Border Collie with rare eye condition is given miracle 'doggles'

Border Collie with rare eye condition is given ‘doggles’ so he can go outside again

  • Chloe Godliman, 28, told how her Bored Collie Gus was diagnosed with Pannus
  • The 3-year-old pup could have gone blind but has been give miracle ‘doggles’
  • READ MORE: Pet dog saved from drowning by RNLI after being swept out to sea 

A dog who was left almost blind at one-year-old has been given the chance to enjoy life to the full with a special pair of goggles. 

Gus the Border Collie was diagnosed with a rare eye condition called Pannus, which impacts the cornea of the eye and worsens when exposed to sunlight. 

Owner Chloe Godliman spotted a pink cloudy patch in the corner of Gus’ left eye in the summer of 2021 and took him to the vets with husband Joe. 

The pair who live in Oban, Scotland, were told that Gus’ condition was incurable and could cause blindness in the young pup if left untreated. 

Three-year-old Border Collie Gus has been give a new lease of life, with his new doggy goggles, after he was diagnosed with the rare eye condition pannus 

Chloe (pictured) explained how she and her husband were devastated by Gus’ diagnosis and went home to research it 

Chloe, 28, was devastated and told the Daily Record that she and Joe ‘couldn’t believe what was happening.’

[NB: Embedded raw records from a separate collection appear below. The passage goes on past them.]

PR #244, opened 2015-03-25
Tracing agent

rf:
Tracing agent. Now behind `options.trace`, will do nothing if this flag is off. Does not support per-request tracing toggle. Now uses sync linear congruential generator to make ids.


node/index.js
```diff
@@ -127,6 +131,21 @@ function TChannel(options) {
 
             self.logger.info(self.hostPort + ' listening');
             self.emit('listening');
+
+            if (self.options.trace) {
+                console.log("making tracer");
```
jcorbin: self.logger or drop

node/trace/span.js
```diff
@@ -0,0 +1,174 @@
...
+
+    if (options.id) {
+        self.id = options.id;
+    }
+
+    if (options.traceid) {
+        self.traceid = options.traceid;
+    }
+
+    self.rng = new LCG();
```
jcorbin: could just have this as a module global, no need for one on every span

jcorbin:
:+1: would be great to add test/v2/tracing.js

node/trace/agent.js
```diff
@@ -0,0 +1,167 @@
...
+// THE SOFTWARE IS PROVIDED "AS IS", WITHOUT WARRANTY OF ANY KIND, EXPRESS OR
+// IMPLIED, INCLUDING BUT NOT LIMITED TO THE WARRANTIES OF MERCHANTABILITY,
+// FITNESS FOR A PARTICULAR PURPOSE AND NONINFRINGEMENT. IN NO EVENT SHALL THE
+// AUTHORS OR COPYRIGHT HOLDERS BE LIABLE FOR ANY CLAIM, DAMAGES OR OTHER
+// LIABILITY, WHETHER IN AN ACTION OF CONTRACT, TORT OR OTHERWISE, ARISING FROM,
+// OUT OF OR IN CONNECTION WITH THE SOFTWARE OR THE USE OR OTHER DEALINGS IN
+// THE SOFTWARE.
+
+if (!process.addAsyncListener) {
+    require('async-listener');
```
Raynos: Can we lazy load this.

This mutates global state and hits performance by at least 20%; lets make this opt in as part of the first time we get the singleton.

node/trace/agent.js
```diff
@@ -0,0 +1,167 @@
...
+
+    process.addAsyncListener(self.asyncListener);
+
+    self.logger = DebugLogtron('tchannelTrace');
+}
+
+Agent._instance = null;
+
+// Tracing agent is a singleton
+Agent.getInstance = function () {
```
Raynos: This is not how singletons work.

Because of duplication between multiple copies & node_modules you will need real global variables.

Raynos:
lgtm; Lets put async-listener behind the flag though.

She said that the news ‘didn’t sink in’, and following Gus’ diagnosis from the vets, she decided to research Pannus herself.  

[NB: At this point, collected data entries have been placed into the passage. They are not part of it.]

PR #511, opened 2025-04-21
FOGL-9567: Debugger state feedback

mshariq-nerd:


src/app/components/core/debugger/debugger.component.html
```diff
@@ -0,0 +1,238 @@
...
+
+      <hr>
+
+      <form [formGroup]="formGroup">
+        <div class="columns is-mobile mb-3">
+          <div class="column">
+            <label class="label is-small">
+              Buffer <i class="bi bi-xs bi-info-circle info-icon" aria-hidden="true"
+                title="Set the number of readings to hold in each buffer, passing an integer argument"></i></label>
+            <input class="input is-small" type="text" formControlName="buffer" appIntegerOnly>
```
praveen-garg: Cannot we use type number with min=1 step=1?

src/app/components/core/debugger/debugger.component.html
```diff
@@ -0,0 +1,238 @@
...
+            <p class="is-size-7 has-text-grey mt-1" *ngIf="bufferStatus === 'saving'">Saving...</p>
+            <p class="is-size-7 has-text-success mt-1" *ngIf="bufferStatus === 'saved'">Saved!</p>
+          </div>
+          <div class="column">
+            <label class="label is-small">
+              Steps Reading
+              <i class="bi bi-xs bi-info-circle info-icon" aria-hidden="true"
+                title="Allow readings to flow into the pipeline. Passed an optional number of readings to ingest; default to 1 if omitted">
```
praveen-garg: Pass

src/app/components/core/debugger/debugger.component.html
```diff
@@ -0,0 +1,238 @@
...
+              </i>
+            </label>
+
+            <div class="field has-addons">
+              <p class="control is-expanded">
+                <input #step class="input is-small" type="text" formControlName="step" appIntegerOnly>
```
praveen-garg: As above; do we need formControlName when used #step already

praveen-garg: Can steps be larger than buffer size?

src/app/components/common/node-editor/custom-connection/custom-connection.component.html
```diff
@@ -2,10 +2,8 @@
   <path [attr.d]="path" class="hover-path"></path>
   <path [attr.d]="path" #svgpath [class]="{ selected: data.selected }" />
 </svg>
-<!-- Show label on the connection line -->
-<!-- <span (pointerdown)="$event.stopPropagation()" class="connection-status label has-text-success" [style]="{
-    left: point.x + 'px',
-    top: point.y + 'px',
-  }">
-  <i class="bi bi-vinyl"></i>
+<!-- Show ban icon on the connection wire, if egress/ingress disabled -->
```
praveen-garg: Remove this and instead show a most recent reading icon with popover having reading at each stage?

src/app/components/common/node-editor/custom-node/custom-node.component.css
```diff
@@ -118,11 +118,6 @@
   padding: 0px 4px 4px 4px;
 }
 
-.reading-details {
```
praveen-garg, line 121: What was this for?

src/app/components/common/node-editor/custom-node/custom-node.component.css
```diff
@@ -234,4 +229,78 @@
...
+  left: 48%;
+  transform: translate(-50%, -50%);
+  color: gray;
+  font-size: xx-large !important;
+}
+
+.ingress-isolated {
+  position: absolute;
+  top: 45%;
+  left: 44%;
```
praveen-garg: I think we can have 


.isolated .egress 
And move common to isolated?

src/app/components/common/node-editor/custom-node/custom-node.component.css
```diff
@@ -234,4 +229,78 @@
...
+
+.egress-isolated {
+  position: absolute;
+  top: 45%;
+  left: 48%;
+  transform: translate(-50%, -50%);
+  color: gray;
+  font-size: xx-large !important;
+}
+
```
praveen-garg, line 251: What is ingress isolation?

src/app/components/common/node-editor/node-editor.component.ts
```diff
@@ -63,10 +63,14 @@ export class NodeEditorComponent implements OnInit {
   private nodeClickSubscription: Subscription;
   private nodeDropdownClickSubscription: Subscription;
   private pipelineSubscription: Subscription;
+  private debuggerStateSubscription: Subscription;
 
   showPluginConfiguration: boolean = false;
   showFilterConfiguration: boolean = false;
   showLogs: boolean = false;
+  debugger: any = {};
+  debuggerPage = false;
```
praveen-garg, line 75: Page or Pane/QuickView/Overlay

MarkRiddoch (changes requested):
This has gone beyond the scope of this Jira and has implemented some of the things for which a mockup was requested in https://scaledb.atlassian.net/browse/FOGL-9630. That other Jira has content that would have been relevant in doing the extra work that has been done here and references a requirements spec and the spec of the API that would have been useful in doing this work [Fledge/FogLAMP User Interface  For The Data Pipeline Debugger](https://docs.google.com/document/d/1cB7U8rSDDwE3NxqDvKjJ0r_Qsp8_F6lpAPxQ06egy2s/edit?tab=t.0#heading=h.qu7rrjl3pr1q).

Having seen the demo there are a couple of things that are not really right.

1. The handling of the step command. Step is an operation that takes an argument of the number of readings to ingest. Having a simple entry box for the step and no action button or menu item does not really work.
2. Displaying the readings in the side panel is not very helpful to the user. The Jira referenced above describes showing the list of readings attach t the nodes that the readings apply to. This is far more useful to the user.

The use of the side panel is not really ideal, it takes a lot of space that prevents the user seeing the pipeline that are debugging. Moving the data display to the nodes rather than in the side panel would mean there is very little to actually show in the panel. It would probably be better at that point to get rid of it completely and find a different way to access what is in that panel.

mshariq-nerd:
@MarkRiddoch, 
>The handling of the step command. Step is an operation that takes an argument of the number of readings to ingest. Having a simple entry box for the step and no action button or menu item does not really work.
  
You may have missed the action was on input; however an explicit action button is added as steps value change is not always expected.
Screenshot 2025-04-22 at 19 55 13

>Displaying the readings in the side panel is not very helpful to the user. The Jira referenced above describes showing the list of readings attach t the nodes that the readings apply to. This is far more useful to the user.

This is what I’m currently working but parsing the buffered data JSON is hard and not following any standard. Here each node wire will show reading as traveling from South to Storage and Storage to North via filters.
Did you read the JSON I had shared in the JIRA 
```
{
            "name": "threshold",
            "readings": [...]
        },
        {
            "name": "delta",
            "readings": []
        },
        {
            "name": "Writer",
            "readings": []
        }
```
a) I don't see a branch for this and this is not inside an array.
b) In data array there are 2 branch objects and followed by array however you can not see their association, how branch object is associated with Filters and Writer object in the following array. 
c) One of the branch is sinusoid -> exp -> storage, why do we need 3 reading outputs as branch, expression & Writer. The output of expression is not being written to storage? Here expected are 2 readings one from sinusoid plugin and another processed by expression which will be written to storage. Same pattern is with other branches.

praveen-garg (commented):
Please remove the commented code which is out of the scope of this Jira.

mshariq-nerd:
@MarkRiddoch,  @brycekroencke  This PR is updated as per the JIRA scope now. Please have a look.

MarkRiddoch:
This gives the basic feedback, so is what we need at least to start with. Bryce will mockup the actual interaction at some point. One minor issue, the tooltip shows underneath other south services, possibly also true for north.
Screenshot 2025-07-03 at 11 21 59
Not clear if auto refresh is happening in all cases. It seems to work when in the page showing all the south services. However in the detailed view, doing a suspendIngest and a resumeIngest it seems to pick it up dynamically. But isolate and store don't. We should be consistent with these.

MarkRiddoch (approved):
Testing this again the previous issues are resolved.

PR #516, opened 2025-05-09
[FOGL-9677] partB: Fix for loading issue on ML model page

MonikaSharma06:


src/app/components/core/developer/additional-services/additional-services-utils.service.ts
```diff
@@ -83,7 +83,7 @@ export class AdditionalServicesUtils {
         (data: any) => {
           let servicesRegistry = data.services.filter((el) => expectedExternalServiceType.includes(el.type))
           if (from !== 'additional-services') {
-            servicesRegistry = data.services.filter((s => (s.type.toLowerCase() === from)));
+            servicesRegistry = data.services.filter((s => (s.type.toLowerCase() === (from === 'bucket' ? 'bucketstorage' : from))));
```
praveen-garg: bucket is not additional-service? the condition above says `if (from !== 'additional-services') `

praveen-garg: We better have clarity in statements as

const origin = from === 'bucket' ? 'bucketstorage' : from;
const servicesRegistry = data.services.filter(service => service.type.toLowerCase() === origin);

MonikaSharma06: Bucket is an additional service but here we are checking from where this function is being called i.e. from `additional-services` page or any other service page like- `notification`, `bucket` etc.

praveen-garg (approved):

mshariq-nerd (approved):

hemantgarg923 (approved):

The mother-of-one stumbled upon a company called Rex Specs that sell secure eye protection for dogs, which provide UV protection, blocking 99.9 per cent of harmful rays. 

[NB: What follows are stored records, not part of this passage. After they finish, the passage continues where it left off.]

PR #521, opened 2025-05-23
FOGL-9875 Add a search option in the graph select dropdown in the dashboard

MarkRiddoch:
@mshariq-nerd I would be interested in your view on the code.  Not mine, but the functionality seems useful.

## What do these changes do?

Add a search facility to the drop down selection of graphs in the dashboard

## Are there changes in behavior for the user?

Makes finding the gaps you want easier when the list of graphs is very long
## Checklist

- [ ] Code is well written w.r.t. best practices and proper comments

The goggles are specifically designed for dog’s with Pannus and without them Gus, now three-years-old  would have to stay inside 

The pup was diagnosed with the condition when he was one-year-old and his owners Chloe and Joe were told he could go blind if left untreated and that it would worsen in the sunlight

After research Chloe came across Rex Specs, which specialise in UV protection goggles for dogs with Pannus 

Chloe, from Scotland, is pictured here with Bored Collie Gus enjoying a paddle board session on a lake

Chloe, who is a medical lab technician, said that without the ‘doggles’, Gus wouldn’t be able to go outside for the rest of his life. 

She explained: ‘He is a family member so getting rid of him was never going to be an option so we had to figure something out. 

‘The glasses are brilliant. Thanks to them, his condition has not worsened and he is able to enjoy being outside.’ 

The three-year-old pooch does attract a lot of attention while out-and-about wearing his goggles, with Chloe and Joe often finding themselves having to explain to people its for medical reasons. 

Chloe Godliman spotted a pink cloudy patch in the corner of Gus’ left eye in the summer of 2021 and took him to the vets with husband Joe

Since Gus has been wearing his goggles he has been able to get and about and enjoy the outdoors again

Gus is pictured here with Joe and the couples’ young child enjoying the sun outside. He is wearing his special ‘doggles’

The Border Collie isn’t phased by wearing his goggles and Chloe said ‘looking cool is an added bonus.’  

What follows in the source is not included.